Monday, April 30, 2012

HCPCS Modifiers Right and Get the Reimbursements You Deserve

Modifiers are certainly important for reimbursement and compliance; if you use them correctly, you can have a positive impact on your reimbursement. Modifiers are two digit codes that modify a service or procedure under certain circumstances. These modifiers may add information or change the description and give more specificity to the service or procedure provided. Append the right modifier and see how your reimbursement heads for the better.

Modifier assignments can be quite intriguing to coders. When trying to understand if a modifier is correct, ask if the following apply:

  • Was the same service carried out more than once on the same day?
  • Will a modifier do away the appearance of duplicate billing?
  • Will the modifier add more information on the anatomic site of the procedure?

    If these circumstances apply, then it may be just right to go ahead and append a modifier to the procedure code. Also see to it that the documentation in the medical record supports the use of the modifier.

    The modifiers are divided into two levels:

  • Level I
  • Level II

    The Level II modifiers are called HCPCS modifiers and are annually updated. These HCPCS modifiers are alphanumeric or two letters. Sometimes insurers ask suppliers that a HCPCS code must be accompanied by code modifier to provide added information regarding the service identified by the HCPCS code.

    Normally, HCPCS Level II modifiers are required to add specificity to the reporting of procedures carried out on eyelids, fingers, coronary arteries and toes.

    Using the HCPCS modifiers the right way will certainly see your reimbursements look up.
  • Friday, April 13, 2012

    HCPCS: Q2048, Q2049 Will Stir Your Liposomal Doxorubicin HCL Coding This Summer

    CMS would no longer be using J9001 for Doxil once the change happens in July.

    One of the side effects of drug shortages is that coders have to determine which HCPCS codes to use for replacement drugs. While deciding how to report two substitution drugs accurately -- Lipodox and Fusilev – you must consider these recent updates from CMS and Noridian Medicare.
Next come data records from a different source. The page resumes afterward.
PR #1498, opened 2025-04-24
feat: opt neuvector into ambient

### LINKED ISSUE #1421: Opt runtime-security into ambient
Following completion of https://github.com/defenseunicorns/uds-core/issues/1248, use the implemented toggle to opt the runtime-security layer (neuvector) into ambient mode.

Ensure that all runtime-security functionality still works and any end-to-end testing works as expected. Also re-evaluate any "istio workarounds" if present (peerauthentications and headless services in particular) and see if they can be removed. Also ensure that all interactions with other core services (if applicable) continue to function as expected.

Definition of done: runtime-security runs in ambient mode within core, and functions as expected.

mjnagel:
## Description

Switches NeuVector to ambient mode, with supporting changes:
- Removes extra headless services (no longer necessary)
- Adds waypoint + mutation to ensure local auth is still blocked
- Adds network allow policy to ensure waypoint works (egress to istiod and ingress from gateway)
- Adds manager probes from upstream
- Removes enforcer and controller probe mutations - the previous probes were not doing anything due to the way [TCP probes work with sidecars](https://istio.io/latest/docs/ops/configuration/mesh/app-health-check/)
- Adds before/after deploy actions to handle upgrade scenarios and ensure that probes are set to the upstream defaults

NOTE: This PR switches all flavors to use a "self-managed" certificate as we have seen issues using the upstream cert job in some changes. In order to allow this transition we need to scale down the controller pre-upgrade (otherwise there will be conflicting certs used).

## Related Issue

Fixes https://github.com/defenseunicorns/uds-core/issues/1421

## Type of change

## Steps to Validate

CI tests should cover most relevant functionality for NeuVector.

## Checklist before merging


mjnagel:
May need some upstream changes to our images to fix some issues with healthprobes on the controller. Registry1 has a [fix in progress](https://repo1.dso.mil/dsop/neuvector/neuvector/controller/-/merge_requests/84) that uses a different base image where the `cat` process/path aligns with the upstream image. Waiting on Cgr for a unicorn image update/fix.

    Prepare to Use Q2049 This Summer

    A shortage of Doxil has led to the temporary importation of a replacement drug, Lipodox. Both Doxil and Lipodox include a doxorubicin hydrochloride liposome injection.

    CMS has declared new HCPCS codes for Lipodox and Doxil. The codes will become effective July 1, 2012.
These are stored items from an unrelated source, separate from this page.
PR #128, opened 2020-07-13
Fix issue with newarray panicing on imported types.

### LINKED ISSUE #120: Compiler panics on new array of imported type
An expression like `newarray<type>(expr)` causes the compiler to panic if `type` is an imported type.  This is inconsistent with the Mini language spec, which says the expression should create an array of uninitialized values.

RGates94:
Fixes #120

### DIFF
--- a/src/compile/ast.rs
+++ b/src/compile/ast.rs
@@ -229,61 +229,53 @@ impl Type {
         }
     }
 
-    pub fn default_value(&self) -> Value {
+    pub fn default_value(&self) -> Result<Value, String> {
         match self {
-            Type::Void => {
-                panic!("tried to get default value for void type");
-            }
+            Type::Void => Err("tried to get default value for void type".to_string()),
             Type::Uint | Type::Int | Type::Bytes32 | Type::EthAddress | Type::Bool => {
-                Value::Int(Uint256::zero())
+                Ok(Value::Int(Uint256::zero()))
             }
             Type::Tuple(tvec) => {
                 let mut default_tup = Vec::new();
                 for t in tvec {
-                    default_tup.push(t.default_value());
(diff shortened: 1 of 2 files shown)


src/compile/ast.rs
```diff
@@ -229,61 +229,53 @@ impl Type {
...
-                value_from_field_list(vals)
+                Ok(value_from_field_list(vals))
             }
             Type::Map(_key, _val) => {
                 // an unusable dummy value -- application will panic if it accesses this
-                Value::none()
-            }
-            Type::Named(_) => {
-                panic!("tried to get default value for a named type");
+                Ok(Value::none())
```
edfelten, line 269: The default value for a Map should be Tuple(0).  That corresponds to a None value in the language, which is the representation for an empty Map.

src/compile/ast.rs
```diff
@@ -229,61 +229,53 @@ impl Type {
...
-            Type::Imported(_) => {
-                panic!("tried to get default value for an imported type");
-            }
-            Type::Any => Value::none(),
-            Type::Every => {
-                panic!("tried to get default value for the every type");
+                Err("tried to get default value for a function type".to_string())
             }
-            Type::Option(_) => Value::new_tuple(vec![Value::Int(Uint256::zero())]),
+            Type::Imported(_) => Err("tried to get default value for an imported type".to_string()),
```
edfelten, line 275: This is better than having a panic, but it still could be better, because there is now no way to make an array of imported type.   It would be better to have a version of `newarray` that takes a base value. That way, if you have one instance of a type, you can safely create and initialize an array of that type.

RGates94:
I'll be resolving this with a different approach, so I'm going to close this PR.

PR #130, opened 2020-07-14
Batched messages and ecrecover

edfelten:
* Implement ecrecover AVM instruction
* Process aggregated batches of messages on the server side
* Generate signed messages on the client side, and verify them (in messages from batches) in ArbOS
* Fix bug in ArbSys precompile
* Add ecrecover precompiled contract at address 1
* Refactor handling of precompiles


edfelten:
Closing this because files are corrupted.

    As you can understand from the new codes’ definitions, they differentiate between Doxil and Lipodox:

    • Q2048 (Injection, doxorubicin hydrochloride, liposomal, Doxil, 10 mg)
    • Q2049 (Injection, doxorubicin hydrochloride, liposomal, imported Lipodox, 10 mg)

    To make way for these new HCPCS codes, the July HCPCS update specifies it will revise Doxil’s current code J9001 (Injection, doxorubicin hydrochloride, all lipid formulations, 10 mg) and modify its coverage status to "I." That status means the code is not payable by Medicare (as of July 1).

    HCPCS Codes Q2048 and Q2049 both show coverage status "C," demonstrating coverage is at the carrier’s discretion.

    Prior to the announcement of the new codes, at least one payer, Noridian Medicare, had instructed its providers to report J9001 for imported Lipodox.

    In the payer’s words: Doxil® (J9001) may be replaced with Lipodox® (J9001) which temporarily must be coded as J9001 -- until further notice," as per the March 20, 2012, announcement.

    Uses: Physicians may order liposomal doxorubicin HCL to treat ovarian cancer when platinum-based chemotherapy has failed or to treat AIDS-related Kaposi’s sarcoma when chemotherapy has failed. An additional indication is combination with bortezomib (Velcade) to treat multiple myeloma when the patient has received prior therapy other than bortezomib.

    Swap J0640 for J0641 for Leucovorin Replacement

    Another drug shortage oncology coders have had to face involves leucovorin. The HCPCS codes and agents involved are as follows:

    • Leucovorin: J0640 (Injection, leucovorin calcium, per 50 mg)
    • Levoleucovorin (Fusilev): J0641 (Injection, levoleucovorin calcium, 0.5 mg)

    Noridian spoke of this issue in the same March 20 announcement that discussed Lipodox. The contractor instructed its providers that "Leucovorin (J0640) may be substituted with levoleucovorin (J0641) until such time as the shortage is fixed.

    Uses: Before you report either leucovorin or levoleucovorin, ensure that the documentation supports medical necessity. Leucovorin is only required in limited circumstances where folinic acid is required and the patient cannot use regular folate/folic acid. The physician may order it to counteract definite effects of methotrexate or enhance certain effects of 5-fluorouracil.